Pharmacological characterization and autoradiographic localization of a putative dopamine D4 receptor in the heart.

1. The pharmacological profile and the anatomical localization of a putative dopamine D4 receptor were assessed in sections of rat and human atria and ventricles using combined radioligand binding and autoradiographic techniques with [3H]-spiperone as a ligand. 2. [3H]-Spiperone was bound specifically to sections of human and rat atria and ventricles. The binding was time-, temperature- and concentration-dependent, belonging to a single class of high-affinity sites. In atria, the dissociation constant value (Kd) was 0.45 nM in rats and 0.32 nM in humans, and the maximum density of binding sites (Bmax) was 31.6+/-2.9 fmol mg(-1) tissue in rats and 18.8+/-0.7 fmol mg(-1) tissue in humans.
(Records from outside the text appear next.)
Issue #1269, opened 2025-05-13
Various corrections


uncenter:
## Description

Words:
- [x] `toolchain`
- [x] `deserialization` (opposite of "serialization", which doesn't trigger an error)
- [x] `parseable`/`parsable` (something that can be parsed - debatable if this is a real word? https://en.wiktionary.org/wiki/parsable)
- [x] `roadmap`
- [x] `timeframe`
- [x] `symlink`
- [x] `vendored` ("this folder is for vendored code", as in including/copying third-party code locally - not technically a word in most dictionaries, pretty common in dev spaces though?)
- [x] `encodings` (plural of `encoding`, which can be plural; "documents can be written in various encodings")

Acronyms (e.g. https://github.com/Automattic/harper/pull/1178):
- [x] `UX` (user experience)
- [x] `DX` (developer experience)
- `PR` ("pull request" or "public relations", see my earlier draft PR linked above)
- [x] `WIP` (work-in-progress)
- [x] `JS` (JavaScript)

Bug?
- ~~Surrounding text in inline Markdown syntax prevents context from working: Joe's (`Joe's`) is fine, but _Joe_'s (`_Joe_'s`) is not because I guess Harper doesn't see that the `'s` is connected to the word `Joe`? Stripping out inline syntax like that seems like an easy fix but I'm not sure if it would break other things.~~ https://github.com/Automattic/harper/issues/385/https://github.com/Automattic/harper/issues/187
- "This test is ignored" has an odd word choice suggestion for using "testis" instead of "test is"?

Proper nouns:
- ~~"StackOverflow" should be corrected to "Stack Overflow"~~ https://github.com/Automattic/harper/issues/1066
- ~~"VSCode" should be "VS Code" or "Visual Studio Code".~~ https://github.com/Automattic/harper/issues/643

Other:
- How are "units" handled? E.g. "gb" for gigabytes after a number in "the computer has 512gb of storage" is flagged. "512GB" is fine, with the unit being capitalized, fwiw, but that isn't the suggested correction for "512gb".
- [x] "UTF-8", "UTF-16" are (falsely) flagged.
- ~~The "(s)" method around if something could be both singular and plural; "Your configuration file(s) have been successfully migrated."~~ https://github.com/Automattic/harper/issues/476

hippietrail:
Related to #643

hippietrail:
I've added all the words to my next Dictionary Curation PR which I'll link here.
[...]

PR #1270, opened 2025-05-14
chore: new words, annotation corrections, adj-of-a exceptions

hippietrail:
# Issues 

#1269

# Description

Added new words
Corrected some affix annotation
Added two more exceptions to the adjective-of-a linter for words which are technically adjectives too but much more commonly nouns so don't get used in the way the linter corrects.

# How Has This Been Tested?

I added a unit test for the adjective-of-a exception.

# Checklist

### DIFF
--- a/harper-core/dictionary.dict
+++ b/harper-core/dictionary.dict
@@ -52939,8 +52939,8 @@ uh-oh
 un-American/5
 user-friendly/5
 UTF-16/1M
-UTF-8/1M
 UTF-32/1M
+UTF-8/1M
 voice-over/1MS
 von Neumann/2
 walk through/4
--- a/harper-core/dictionary.dict
+++ b/harper-core/dictionary.dict
@@ -13485,6 +13485,7 @@ avert/~4GDS
 avg/~1
 avian/~51
 aviary/~1SM
+aviate/41DSG
 aviation/~1M
 aviator/~1MS
 aviatrices/19
@@ -24581,6 +24582,7 @@ fisher/~1M
 fisherman/~1M
 fishermen/~9
 fishery/~1SM
+fisheye/1SM
 fishhook/14SM
 fishily/j
 fishiness/1M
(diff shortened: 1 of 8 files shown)


harper-core/dictionary.dict
```diff
@@ -18256,6 +18260,7 @@ companionably/j
 companionship/~1M
 companionway/1MS
 company/~14SM
+companywide/5
```
uncenter, line 18263: Is this a word? I always thought it was supposed to be "company-wide", using the [-wide suffix](https://www.collinsdictionary.com/dictionary/english/wide#wide__2).

harper-core/dictionary.dict
```diff
@@ -52827,6 +52856,7 @@ red wolf/1M
 red wolves/9
 right-hand/5
 right-wing/5
+road map/1MS
```
uncenter, line 52859: I've only seen it written as one word together in technological contexts - https://github.com/search?q=%22roadmap%22&type=code (3.5m) is used 24x more often than https://github.com/search?q=%22road+map%22&type=code (145k). "road map" seems to refer to a literal map of roads whereas roadmap is more distinctly a plan of action? https://en.wikipedia.org/wiki/Technology_roadmap

harper-core/dictionary.dict
hippietrail: I was surprised too but I try to check every word against the English Wiktionary. Wiktionary isn't perfect though and I don't always check "proper" dictionaries and didn't this time.

harper-core/dictionary.dict
hippietrail: I'm never sure of these any more. I'm pretty good at spelling but don't trust my intuition for compounds and always check dictionaries. When I don't trust Wiktionary I usually check: Chambers, Collins, OED, Oxford (same company but their dictionaries can differ), and Websters.

elijah-potter: I suspect both are valid. The closed compound means something different from the open compound.

elijah-potter (approved):

harper-core/dictionary.dict
hippietrail: "roadmap" overtakes "road map" in popularity around 2000 on Google Ngrams so that will be the modern sense we use in the tech world. I added it in the techy section with a comment.

PR #1271, opened 2025-05-14
feat(comments): add Kotlin support

elijah-potter:
# Issues

Per #79

# Description

I did not add Kotlin to the VS Code extension, since it does not appear that VS Code supports the language out of the box. I'd love to be proved wrong, @mcecode.

It's been added to `harper-ls`, though, which should pave the way for Neovim, Helix, Emacs, etc.

# How Has This Been Tested?

Unit and integration tests.

# Checklist

### DIFF
--- a/Cargo.lock
+++ b/Cargo.lock
@@ -842,6 +842,7 @@ dependencies = [
  "tree-sitter-haskell",
  "tree-sitter-java",
  "tree-sitter-javascript",
+ "tree-sitter-kotlin",
  "tree-sitter-lua",
  "tree-sitter-nix",
  "tree-sitter-php",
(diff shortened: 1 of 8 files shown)


mcecode:
> it does not appear that VS Code supports the language out of the box

You are correct, it does not. However, I do think you can still add it to the VS Code extension because even if out of the box VS Code would just ignore the language ID, once a user installs an extension that gives Kotlin support, VS Code would then recognize that language ID, enabling the Harper extension to pass Kotlin files to `harper-ls`.

elijah-potter:
'Kay. I've skipped the integration test, since installing the plugin may complicate our pipeline.

Does this look good?

mcecode (approved):
Yup, LGTM.

PR #1279, opened 2025-05-15
fix: add special case for "how come"

hippietrail:
# Issues 
N/A

# Description

The `HowTo` linter had a false positive. It was flagging "how come" (which means "why") to add "to" after "how".

# How Has This Been Tested?

I added a unit test to let "how come" go unflagged.

I also removed the `ignore` from the unit test for "how did you" since it works now.

# Checklist


harper-core/src/linting/how_to.rs
```diff
@@ -23,11 +23,15 @@ impl Default for HowTo {
...
-                    tok.kind.is_auxiliary_verb()
+                    if tok.kind.is_auxiliary_verb()
                         || tok.kind.is_adjective()
                         || tok.kind.is_present_tense_verb()
-                        // Special case for "did" as in "how did you do that?"
-                        || tok.span.get_content_string(src).eq_ignore_ascii_case("did")
+                    {
+                        true
+                    } else {
+                        let normed = tok.span.get_content_string(src).to_ascii_lowercase();
```
elijah-potter, line 32: This is not a cheap comparison to do. Is the metadata for `come` and `did` correct?

elijah-potter (approved):

harper-core/src/linting/how_to.rs
hippietrail: It needs to be a text comparison because "how come" is a term meaning "why" which doesn't just depend on the metadata. I always do the string fetching last when all other tests fail, and if they're one or two characters you can do `.get_content()` and do `2^len` comparisons in a match.

I would really love to write some string ↔ [char] comparison functions though. I can't believe they don't already exist.

PR #1282, opened 2025-05-16
refactor: reduce false positive blacklist with new logic

hippietrail:
# Issues 
N/A

# Description

As pointed out by @elijah-potter the list of adjectives that caused false positives was getting unwieldy and gave the impression it would grow forever.

Instead we'll check for a small set of adjectives known to commonly occur in this construction.

Additionally I've identified more specific contexts it's very often used in that makes false positives much less common, but there's still a couple we blacklist.

The contexts are:
- as adj of a
- how adj of a
- that adj of a
- this adj of a
- too adj of a

Of these, "this" looks more likely to produce false positives, so we'll have to keep an eye and in the worst case may have to remove it from the list.

I added a bunch of new tests, most using sentences from GitHub.
I removed on questionable test which was failing but was probably ungrammatical in other ways.

This removes some false positives I hadn't realized were in the snapshots too!

# How Has This Been Tested?

New unit tests and ensuring all the old ones (minus that one bad one) still pass.

# Checklist

### DIFF
--- a/harper-core/src/linting/adjective_of_a.rs
+++ b/harper-core/src/linting/adjective_of_a.rs
@@ -5,64 +5,60 @@ use crate::{Document, Span, TokenStringExt};
 #[derive(Debug, Clone, Copy, Default)]
 pub struct AdjectiveOfA;
 
-const FALSE_POSITIVES: &[&str] = &[
-    // Different valid constructions.
-    "all",
-    "emblematic",
-    "equivalent",
-    "full",
-    "fun",
-    "illustrative",
-    "inside",
-    "more",
-    "much",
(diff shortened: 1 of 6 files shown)


elijah-potter (approved):
Thanks for the revision. It looks _way_ sturdier now. Look at the decimated false positives in the snapshot tests!

hippietrail:
> Thanks for the revision. It looks _way_ sturdier now. Look at the decimated false positives in the snapshot tests!

It's kind of what I expected when the blacklist started to grow. Sometimes the patterns are hard to identify until you've handled a number of cases, and some take more cases than others.

Issue #468, opened 2025-01-22
Flag mixing up "apart" and "a part"


hippietrail:
This one is particularly egregious because they're pretty much opposites.

I'll add some examples as I spot them in the wild.

hippietrail:
Implemented in #1284

PR #1284, opened 2025-05-17
feat: correct mixing up "apart" and "a part"

hippietrail:
# Issues 

#468

# Description

Tries to fix "apart" used when "a part" is correct and "a part" when "apart" is correct.
Some cases are too difficult to disambiguate correct vs incorrect so far, those are still flagged but the message also advises when to leave it without "correcting".

# How Has This Been Tested?

I added a bunch of tests, some made up for simple cases, some mined from GitHub for real-word examples.

I also added comments with other sentences from GitHub where I couldn't even figure out what they were trying to say.

# Checklist

### DIFF
--- a/harper-core/src/linting/a_part.rs
+++ b/harper-core/src/linting/a_part.rs
@@ -1,5 +1,5 @@
 use crate::{
-    Lrc, Token, TokenStringExt,
+    Token, TokenStringExt,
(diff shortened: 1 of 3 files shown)


elijah-potter (approved):
Stellar stuff.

In ventricles, Kd was 0.38 nM in rats and 0.39 nM in humans, and the Bmax was 43.5+/-3.0 fmol mg(-1) tissue in rats and 56.4+/-3.2 fmol mg(-1) tissue in humans. 3. The pharmacological profile of [3H]-spiperone binding to sections of both rat and human atria and ventricles was consistent with the labelling of dopamine D2-like receptors. [3H]-Spiperone binding was more sensitive to displacement by the neuroleptic clozapine in sections of atria than of ventricles, suggesting the expression of a dopamine D4 receptor in atrial tissue. Moreover, preincubation of some sections with a dopamine D4 receptor antibody and subsequent exposure to [3H]-spiperone caused a remarkable decrease of radioligand binding to sections of atria, but only a slight reduction of binding to sections of ventricles. 4. Light microscope autoradiography revealed the accumulation of silver grains over atrial tissue within atrial myocardiocytes. A higher density of silver grains was developed in rat than in human atria. In ventricles, silver grains were accumulated primarily in cluster areas both in rats and in humans. 5. The above findings suggest the expression of a dopamine D4 receptor in rat atria, but not in ventricles. A similar site was identified in human atria. The possible relevance of a dopamine D4 receptor in the heart is discussed.